九儿的斗争性便是在这张关系网里展开。日本人介入以前,九儿与各人物之间为自由﹑为地位﹑为利益﹑为感情摩擦不断,似乎每个人心中都有一些小九九,个人有个人的如意算盘。这时候的争斗不外乎情斗﹑宅斗﹑官匪斗;日本人来了以后,中国人内部的争斗让位于民族斗争,中国人逐渐抛弃个人恩怨﹑团结起来共同对抗日本人。编剧赵冬苓指出:这些人物“他们的闪光点不在于道德的完美,而是在家国大义面前,把个人私心退居次位,这样有血有肉﹑有欲望的人物更加鲜活真实。”[2]所以有人把《红高粱》看作是抗日战争题材的作品,剧组有以此作品向抗日战争胜利七十周年献礼的说法也不是没有根据的。
但是,在我看来,在这两个阶段的斗争中,前一阶段的斗争表现得更为充实﹑更为精彩一些。九儿的台词很好地表现了她的个性:“我遇见好人,比好人还好。我遇见坏人,比坏人更坏。”九儿在出嫁以前,为爹卖娘的事儿和爹斗﹑和买了娘的曹二老爷斗,和花脖子斗;出嫁以后和淑娴﹑单家二叔三叔斗。即使和余占鳌之间也是“一个男人和女人的战争,互相征服,爱恨交加”。[3]余占鳌没有办法彻底地征服九儿。同样,和县长朱豪三的关系也不是一味地攀附如小说描写的一般,九儿和县长夫妇也是时和时散,斗争不断。
二、典型性
九儿的斗争并不是孤立的,她的斗争具有共性﹑典型性。在编剧为九儿设置的这张巨大的社会关系网里,电视剧增添了一些小说中没有的角色,如大嫂淑娴,单家二叔三叔,追求者朱俊杰,将原小说中的县长曹梦九改成朱豪三。这些改变一是为了丰富电视剧的内容,二是为了勾画人物生存的时代背景,导引九儿的斗争方向。原小说中关于县长曹梦九的篇幅很少,国民党政府的管理几乎处于缺失状态;小说关于共产党的描述也很少。
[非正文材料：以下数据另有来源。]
PR #1898, opened 2023-02-06
Fix to messages on box creation

### LINKED ISSUE #1877: Validate samples when creating boxes

leandroradusky:
Closes #1877 

Fixed error messages when creating batches.


ysbaddaden (commented):
@leandroradusky the integration specs will fail :)

ysbaddaden (approved):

电视剧实际上将原小说对于抗日的民间叙事改写成了在共产党的领导下,共产党﹑国民党﹑土匪等各种中国武装联合抗击日本鬼子的“正史”叙事,显示了电视剧宏大叙事的诉求,史诗的追求。这是非常有趣的事情。
换个角度说,小说《红高粱家族》由《红高粱》﹑《高粱酒》﹑《狗道》﹑《高粱殡》﹑《奇死》五章组成,其中关于抗战的叙事属于新历史小说的范畴。新历史小说最简单的定义,就是陈思和的“包括了民国时期的非党史题材”[4]。“非党史”就是非“正史”。从经验层面上说,“正史”是“官修”的历史,“是体现统治阶级的意志的历史,是根据占统治地位的意识形态而编撰的历史,因此也是该时代中最具合法性和权威性的历史叙述”。[5]而当代文学史对抗战最具合法性和权威性的叙述是:中国共产党团结一切可以团结的力量抗击日本侵略者。但是莫言的小说叙述的是:余占鳌率领土匪等民间武装抗击日本鬼子,国民党的部队坐山观虎斗,最后还来争斗战利品。在莫言的叙述里,关于共产党的叙述是缺失的。这显然不是“正史”的叙述模式。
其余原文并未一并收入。